A hugely influential event was the building of the organ in The Royal Festival Hall in 1954. This landmark instrument, which will be restored by H & H in time for its sixtieth anniversary, introduced the British organ world to the classical influence of the continental Organ Reform Movement The national furore which accompanied this, and the eventual acclaim for the result, marked a turning-point in the history of the British organ. Remarkably, the firm absorbed this influence while remaining true to its roots in English organ building.
Other notable instruments during Cuthbert’s thirty-year tenure included Coventry Cathedral, St Albans Abbey, the Colston Hall Bristol, Harrow School Speech Room, St George’s Chapel, Windsor Castle, and St Clement Danes, London, together with many rebuilds and restorations, such as Lincoln, Wells and Ripon Cathedrals and the Temple Church.

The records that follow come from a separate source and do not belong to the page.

PR #2514, opened 2025-04-24
Update Docker image builds for torch 2.7+cu126

matthewdouglas:
PyTorch 2.7 was just released. The default wheel from PyPI is built with CUDA toolkit 12.6, compared to 12.4 with earlier PyTorch releases. This resulted in broken tests for bitsandbytes, as the Docker image that builds bitsandbytes from source only builds with CUDA 12.4.

We'll update the Dockerfiles to use CUDA 12.6, matching the PyTorch 2.7 that is now used in the tests. This will result in building the libbitsandbytes_cuda126.so version that we need instead of libbitsandbytes_cuda124.so.

Secondly, I'm removing the multi-backend-refactor version of this workflow as we're starting to move that effort into main.

cc: @BenjaminBossan


BenjaminBossan:
Thanks for taking care of this. Since the multi-backend tests are removed, we can also completely remove https://github.com/huggingface/peft/tree/main/docker/peft-gpu-bnb-multi-source, right?

As a reminder for myself, once the PR is merged, I should also update the internal Notion docs.

Regarding the failing zizmor job, this can be ignored for now. The failing trufflehog job also seems unrelated.

matthewdouglas:
Absolutely. I've updated to clean that up!

PR #2519, opened 2025-04-28
fix typo for skipping test

jiqing-feng:
Hi @BenjaminBossan . I just found an typo in #2473 . We should skip the test if not cuda available.


BenjaminBossan (approved):
Good catch, thanks for fixing.

PR #2522, opened 2025-04-29
ENH: Add default Qwen3 target modules

BenjaminBossan:


sayakpaul (approved):
Do we have to test this?

BenjaminBossan:
> Do we have to test this?

I tested this locally, but we don't generally have a test for each architecture with predefined `target_modules`.

PR #2637, opened 2025-07-09
[WIP] ENH: Adapter injection based on state_dict

BenjaminBossan:
Make it possible to inject the PEFT adapters based on a state_dict instead of the PEFT config.

See https://github.com/huggingface/diffusers/issues/11874 for context.

## Description

Right now, when creating a PEFT adapter like LoRA, the adapter layers are injected based on the PEFT config, most notably the entries in `target_modules`, but other arguments also play into this. Generally, this is a good approach, but it breaks down in some situations. For instance, in diffusers, we often have the situation that the checkpoint was created without PEFT/diffusers, thus there is no PEFT config, only the `state_dict`. To load these checkpoints in diffusers, the current approach is to reverse-engineer a valid PEFT config based on the keys in the `state_dict`.

Unfortunately, this is error prone. Moreover, not every combination of `state_dict` keys can be easily expressed in a PEFT config through a combination of `target_modules`, `exclude_modules`, etc. Yes, in theory everything can be expressed by passing `target_module=<regex_pattern>`, but reverse-engineering such a regex correctly and efficiently is very hard (and thus currently not done).

This PR implements a completely different approach to inject adapters. Instead of relying on the PEFT config to determine which layers to target, it takes the `state_dict` directly as the source of truth. This should allow to exactly match what is desired.

## Implementation details

I took care to implement this change in a way that if no `state_dict` is passed, the exact same code path as previously is taken. The risk of breaking anything should thus be minimized.

Technically, it is not necessary to pass the `state_dict`, we are only interested in the keys. I still called the argument `state_dict`, since that is typically what we have at this point, but this can be easily changed.

I thought it might be a good idea, if the `state_dict` is used, to still check what modules would have been targeted if we had used the PEFT config. Then, the results are compared and a warning is given if they differ. This allows the user to see if the PEFT config is not correctly specified. While running some diffusers tests, I never encountered this warning, which is good. However, if we plan, for instance, to get rid of all the reverse engineering of the PEFT config in diffusers, it would make more sense to not give this warning.

## Caveats

When the original LoRA model was using `target_parameters`, injecting from `state_dict` will not work correctly. The problem is that the `state_dict` looks the same, whether the module or a parameter was targeted. Therefore, we cannot correctly determine the user's intent.

For now, what I decided to do is:

1. Always assume that `target_modules` is meant, as it's the far more common occurrence.
2. When we detect `target_parameters` while using `state_dict` for injection, we raise an error.
3. If we don't detect this, injection might just slip through, resulting in modules being targeted (if they are valid modules) instead of parameters.
4. Document that these two features don't work together.

I think overall, this is not too concerning, as both features are rather niche and thus unlikely to be used in conjunction.

## Related changes

While working on this PR, I made a couple of related, though not strictly necessary, changes:

- Refactor tests in `test_low_level_api.py` to use pytest instead of unittest
- Add default target modules for LoHa and LoKr (just copying LoRA)
- Most PEFT method's model classes like `LoraModel` had an `__init__` that effectively just called `super()` with the same arguments. I removed these `__init__` methods.

## Testing with Diffusers

To test this PR right now, install this branch directly. Then, inside of diffusers, change this line:

https://github.com/huggingface/diffusers/blob/754fe85cace17ae8615d53578d6d842c9e4a1bd9/src/diffusers/loaders/peft.py#L321

```diff
- inject_adapter_in_model(lora_config, self, adapter_name=adapter_name, **peft_kwargs)
+ inject_adapter_in_model(lora_config, self, adapter_name=adapter_name, state_dict=state_dict, **peft_kwargs)
```

That's it. I tested the change with SD:

`RUN_SLOW=1 pytest tests/lora/test_lora_layers_sd.py -v`

and all tests passed. A new test based on the original issue of https://github.com/huggingface/diffusers/issues/11874 should be added to confirm that this PR solves this difficult case.


src/peft/tuners/tuners_utils.py
```diff
@@ -517,18 +540,67 @@ def inject_adapter(
...
+                    unmatched_modules.append(key)
+                else:
+                    self.targeted_module_names.append(key)
+                    parent, target, target_name = _get_submodules(model, key)
+                    self._check_target_module_compatiblity(peft_config, model, target_name)
+                    ctx = init_empty_weights if low_cpu_mem_usage else nullcontext
+                    with ctx():
+                        self._create_and_replace(
+                            peft_config, adapter_name, target, target_name, parent, current_key=key
+                        )
```
BenjaminBossan, line 580: Note to reviewers: This is the exact same code as before, just indented by one level.

BenjaminBossan:
FYI @sayakpaul it would be great if you could help with testing.

sayakpaul:
I got the following error:

```
  File "/fsx/sayak/diffusers/check_flux_lora.py", line 15, in <module>
    pipeline.load_lora_weights("glif/l0w-r3z")
  File "/fsx/sayak/diffusers/src/diffusers/loaders/lora_pipeline.py", line 2198, in load_lora_weights
  File "/fsx/sayak/diffusers/src/diffusers/loaders/lora_pipeline.py", line 2274, in load_lora_into_transformer
    transformer.load_lora_adapter(
  File "/fsx/sayak/diffusers/src/diffusers/loaders/peft.py", line 321, in load_lora_adapter
    inject_adapter_in_model(lora_config, self, adapter_name=adapter_name, state_dict=state_dict, **peft_kwargs)
  File "/fsx/sayak/peft/src/peft/mapping.py", line 82, in inject_adapter_in_model
    peft_model = tuner_cls(
  File "/fsx/sayak/peft/src/peft/tuners/lora/model.py", line 144, in __init__
    super().__init__(model, config, adapter_name, low_cpu_mem_usage=low_cpu_mem_usage, **kwargs)
  File "/fsx/sayak/peft/src/peft/tuners/tuners_utils.py", line 206, in __init__
    self.inject_adapter(self.model, adapter_name, low_cpu_mem_usage=low_cpu_mem_usage, state_dict=state_dict)
  File "/fsx/sayak/peft/src/peft/tuners/tuners_utils.py", line 602, in inject_adapter
    1/0
ZeroDivisionError: division by zero
```

Code:

```py
from diffusers import DiffusionPipeline
import torch 

pipeline = DiffusionPipeline.from_pretrained(
    "black-forest-labs/FLUX.1-dev", torch_dtype=torch.bfloat16
)
pipe.enable_model_cpu_offload()
pipe_kwargs = {
    "prompt": "A heavy metal rock band made up of farm animals on stage at a concert",
    "height": 1024,
    "width": 1024,
    "guidance_scale": 3.5,
    "num_inference_steps": 50,
    "max_sequence_length": 512,
}
pipeline.load_lora_weights("glif/l0w-r3z")
image = pipeline(**pipe_kwargs).images[0]
image.save("chicken.png")
```

BenjaminBossan:
Thx for testing. This is a good result, as this is exactly the bug you reported in https://github.com/huggingface/diffusers/issues/11874, where layers are wrongly excluded because `exclude_modules` contains `proj_out`.

I removed the `1/0` and re-ran your example with 20 steps and 4bit bnb. This is what I got, does it look right?
output-foo

sayakpaul:
it does!

BenjaminBossan:
LMK if you have other examples I should test, including ones that already work, so that I can ensure that they keep on working. Also, what other diffusers tests should I run?

If you think this is a good direction to take, I will continue with the PR. For the time being, even if this works, I guess we keep the old approach in diffusers in case users have old PEFT versions installed. But do you think in the future, we can completely omit the reverse engineering of `target_modules`, `exclude_modules` etc. or are they needed for other purposes?

sayakpaul:
> LMK if you have other examples I should test, including ones that already work, so that I can ensure that they keep on working. Also, what other diffusers tests should I run?

There's currently no `diffusers` test that would catch it as mentioned in https://github.com/huggingface/diffusers/issues/11874. https://github.com/huggingface/diffusers/issues/11874#issuecomment-3044380033 is a good enough representation.

> If you think this is a good direction to take, I will continue with the PR. For the time being, even if this works, I guess we keep the old approach in diffusers in case users have old PEFT versions installed. 

We mandate `peft==0.15.0` already:
https://github.com/huggingface/diffusers/blob/2d3d376bc00a11afb9e3c3e51a27bb2ef2f28b11/setup.py#L119

So, in this case, I won't mind lifting that up to the latest release that will contain this change. It will help us get rid of nasty issues anyway.

> But do you think in the future, we can completely omit the reverse engineering of target_modules, exclude_modules etc. or are they needed for other purposes?

If we can derive it fully from the state_dict (i.e., PEFT takes care of it internally), then yes, why not! Happy to work with you to facilitate that from `diffusers`.

I will review the PR tomorrow before going for my time-off starting 11th July.

src/peft/tuners/tuners_utils.py
```diff
@@ -498,11 +514,18 @@ def inject_adapter(
...
+        # MATCHING & CREATING MODULES #
+        ###############################
+
         existing_adapter_map = {}
         for key, module in named_modules:
             if isinstance(module, BaseTunerLayer):
                 existing_adapter_map[key] = module
 
+        # TODO: check if this the most robust way
+        state_dict_keys = {k.rsplit(".", 2)[0] for k in state_dict} if state_dict is not None else set()
```
sayakpaul: Are these state dict keys or module keys? I think it's the latter no? For example, `foo.bar.weight`. Here the module and submodule are `foo` and `bar`. If we were to just obtain state dict keys, a simple `state_dict.keys()` would have sufficed. So, I think we should consider renaming it.

src/peft/tuners/tuners_utils.py
```diff
@@ -517,18 +540,66 @@ def inject_adapter(
...
+                        )
             else:
-                self.targeted_module_names.append(key)
-                parent, target, target_name = _get_submodules(model, key)
-                self._check_target_module_compatiblity(peft_config, model, target_name)
-                ctx = init_empty_weights if low_cpu_mem_usage else nullcontext
-                with ctx():
-                    self._create_and_replace(peft_config, adapter_name, target, target_name, parent, current_key=key)
+                # use the state_dict to match modules instead
+                if key not in state_dict_keys:
```
sayakpaul: In case, `state_dict` is none these keys will be empty. Just flagging.

sayakpaul (commented):
Thanks a lot for continuing to give your attention to the diffusers community and fixing the nasty stuff. PR looks very reasonable.

src/peft/tuners/tuners_utils.py
BenjaminBossan: We check above if `state_dict` is `None` or not, so this is safe here.

BenjaminBossan:
@sayakpaul I updated the PR to be in a pretty mature state. I believe as a next step, we could combine it with the necessary changes in diffusers and do some testing to confirm that the new approach works. If for some reason it is not viable, I don't think we need to proceed with the PR, as I'm not aware of any need for this outside of diffusers.

But there is no hurry, we can work on this after your return.

sayakpaul:
Thanks, @BenjaminBossan. I will introduce minimal changes on the `diffusers` end as a PoC to test this PR. I don't see any reason not to graduate this PR into a merge, honestly.

sayakpaul:
https://github.com/huggingface/diffusers/pull/11999

docs/source/developer_guides/low_level_api.md
```diff
@@ -87,6 +87,21 @@ DummyModel(
...
+```python
+from safetensors.torch import load_file
+
+model = ...
+state_dict = load_file(<path-to-safetensors-file>)
+lora_config = LoraConfig(...)
+model = inject_adapter_in_model(lora_config, model, state_dict=state_dict)
+```
+
+In this case, PEFT will use the `state_dict` as reference for which layers to target instead of using the PEFT config. As a user, you don't have to set the exact `target_modules` of the PEFT config for this to work. However, you should still pass a PEFT config of the right type, in this example `LoraConfig`, you can leave the `target_modules` as `None`. Be aware that this still only creates the uninitialized PEFT layers, the values from the `state_dict` are not used to populate the model weights.
```
githubnemo: A hint on how to proceed from here to load the weights from the state dict would surely be appreciated by the user.

src/peft/tuners/tuners_utils.py
```diff
@@ -510,11 +527,21 @@ def inject_adapter(
...
         for key, module in named_modules:
             if isinstance(module, BaseTunerLayer):
                 existing_adapter_map[key] = module
 
+        # TODO: check if this the most robust way
+        module_names: set[str] = set()
+        if state_dict is not None:
+            prefix = PEFT_TYPE_TO_PREFIX_MAPPING[peft_config.peft_type]
+            module_names = {k.rsplit("." + prefix, 1)[0] for k in state_dict}
+
```
githubnemo, line 550: This assumes that if I target one `o_proj`, I target all `o_proj`, right? If so, that's not correct if I am selective on layers or if I'm using a very specific regex to target that one specific `o_proj`. I think we'd have to memorize the full path of the state dict key and find that specific name in the module tree to be correct.

tests/test_low_level_api.py
```diff
@@ -49,25 +65,25 @@ def setUp(self):
...
-        peft_state_dict = get_peft_model_state_dict(self.model)
+    def test_get_peft_model_state_dict(self, model):
+        peft_state_dict = get_peft_model_state_dict(model)
 
         for key in peft_state_dict.keys():
             assert "lora" in key
 
-    def test_modules_to_save(self):
-        self.model = DummyModel()
+    def test_modules_to_save(selfv):
```
githubnemo:
```suggestion
    def test_modules_to_save(self):
```

:)

tests/test_low_level_api.py
```diff
@@ -78,20 +94,218 @@ def test_modules_to_save(self):
...
+
+        with hub_online_once(model_id):
+            # use config for injection
+            model = model_cls.from_pretrained(model_id)
+            model = inject_adapter_in_model(config, model)
+            sd_before = get_peft_model_state_dict(model)
+            del model
+
+            model = model_cls.from_pretrained(model_id)
+            # TODO check no warnings
```
githubnemo: still open?

githubnemo (commented):
LGTM in general, a few questions/comments

src/peft/tuners/tuners_utils.py
BenjaminBossan: I don't think so, we only cut off the last part of the name, the parameter name itself. Therefore, the module name is fully qualified and contains the layer index etc. I added a new unit test, `test_inject_from_state_dict_transformers_irregular_targets`, to check for this.

docs/source/developer_guides/low_level_api.md
BenjaminBossan: Done

tests/test_low_level_api.py
BenjaminBossan: Done

tests/test_low_level_api.py
BenjaminBossan: thx for the reminder, done

BenjaminBossan (commented):
Thanks for the feedback @githubnemo, your comments should be addressed.

While working on this, I noticed one flaw: When the original LoRA model was using `target_parameters`, injecting from `state_dict` will not work correctly. The problem is that the `state_dict` looks the same, whether the module or a parameter was targeted. Therefore, we cannot correctly determine the user's intent.

For now, what I decided to do is:

1. Always assume that `target_modules` is meant, as it's the far more common occurrence.
2. When we detect `target_parameters` while using `state_dict` for injection, we raise an error.
3. If we don't detect this, injection might just slip through, resulting in modules being targeted (if they are valid modules) instead of parameters.
4. Document that these two features don't work together.

I think overall, this is not too concerning, as both features are rather niche and thus unlikely to be used in conjunction.

src/peft/tuners/tuners_utils.py
githubnemo: You are correct, thanks for clarifying!

githubnemo (approved):
LGTM! The way we deal with target parameters is fine :)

Cuthbert remained Chairman of H & H until his death in 1991.
In 1975 Mark Venning took over the management of the firm. The next thirty-five years saw the building of organs for St Davids Cathedral, Cirencester Parish Church and St Edmundsbury Cathedral, nine for the United States, and a successful series of organs with mechanical action, most recently for Glenalmond College (Perth), Winchester College, and parish churches in Twyford (Hampshire) and Copenhagen. Notable restorations included the famous Schulze organ of St Bartholomew’s Armley, the Usher Hall Edinburgh, the Albert Hall Nottingham, Reading Town Hall, St Paul’s Cathedral, Melbourne, Stockholm City Hall, Westminster Abbey, and the cathedral organs of Lichfield, Peterborough, Salisbury, Southwark, Winchester and Westminster. Mark served as President of the International Society of Organbuilders from 1994 to 2000.
In 1996, after 124 years in Hawthorn Terrace, the firm moved to a purpose-built workshop in Meadowfield, still within the Durham city boundary, where the parish church boasts a Harrison organ of 1882.

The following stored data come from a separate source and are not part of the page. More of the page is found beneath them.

PR #2641, opened 2025-07-11
add a asdict for dataclass model_config

xliu0105:
The `get_model_config` function in `tuners_utils.py` does not handle model_config of dataclass data type, because some models (such as the lerobot model) have `config` attributes, but the dataclass type cannot be converted into a dictionary in the `get_model_config function`, resulting in an error when using `.get` in the `_get_tied_target_modules` function.

I fixed this problem. Make peft adapt to a wider range of model types.

### DIFF
--- a/src/peft/tuners/tuners_utils.py
+++ b/src/peft/tuners/tuners_utils.py
@@ -21,6 +21,7 @@ import warnings
 from abc import ABC, abstractmethod
 from contextlib import contextmanager, nullcontext
 from typing import Any, Optional, Union, overload
+from dataclasses import asdict, is_dataclass
 
 import torch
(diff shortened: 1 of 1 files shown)


githubnemo:
Yes, I planned to do this as a follow-up to a potential discussion of https://github.com/huggingface/lerobot/pull/1411 but I think it doesn't hurt to support dataclasses as model config objects, especially since the change is not that big.

Could you just add a unit test for this case in `tests/test_config.py`? We could simply test that `get_model_config` returns a dictionary given a model with a dataclass config.

githubnemo:
@xliu0105 are you still interested in implementing this?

With a staff of 50 – a number that has varied little since the late nineteenth century – we are now one of the largest firms of organ builders internationally: a fact which, though unimportant in itself, might surprise even our ambitious founder. He would also be pleased to know that his descendants are among our shareholders 150 years on.

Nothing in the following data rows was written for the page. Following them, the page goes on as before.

PR #2440, opened 2025-03-19
Draft: Adding GPT2 support to Adaption prompts

efraimdahl:
[Llama-Adapters](https://arxiv.org/abs/2303.16199) unlike the name suggests are model agnostic. This contribution seeks to add an adjustment to the llama-adapter implementation to support GPT2 Models. Currently this is achieved through an additional class `AdaptedAttentionGPT` that wraps the attention layer of GPT2 - type models that handles the difference in attention calculation and the different input formats of the forward function between LLama and GPT transformers.

Currently I am testing that the learning behavior of this implementation is as expected, comparing similar LLama and GPT configurations on the same datasets. It passes initial tests for saving/loading/passing data. 

Llama adapter require that the the initialized adapter should not change the generation of the base model. 
I am having trouble testing for the non-evasiveness of the model as mentioned here, the following test would fail, with or without the adapter. I am looking for alternative ways to test this.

Looking to the future, we are proud of our apprentice training programme. Our skilled organ builders are the foundation of our success, and many of them stay with us throughout their working lives. An awareness of international trends and techniques has been augmented in recent years by interaction with craftsmen from other European countries. Our tonal ideas have naturally developed over the years, but Arthur Harrison would still recognise the colourful and meticulously-blended sound of a modern Harrison organ.
The Harrison Story, by Laurence Elvin, published by the author, 1977; articles by David Watt and Richard Hird on Thomas Harrison, and by Relf Clark and George Dixon on Arthur Harrison, Journal of the British Institute of Organ Studies (JBIOS) 29, 2005; articles by Richard Hird on Thomas Harrison, Durham Biographies VI, Durham County Local History Society, 2009, and on Arthur Harrison and the Durham Cathedral organ, JBIOS 18, 1994; article by Mark Venning on Cuthbert Harrison and the Royal Festival Hall, JBIOS 23, 1999; articles by Relf Clark on Harrison & Harrison, Organ Building 9, Institute of British Organ Building, 2011, and on Arthur and Harry Harrison in the Oxford Dictionary of National Biography, Oxford University Press, 2004.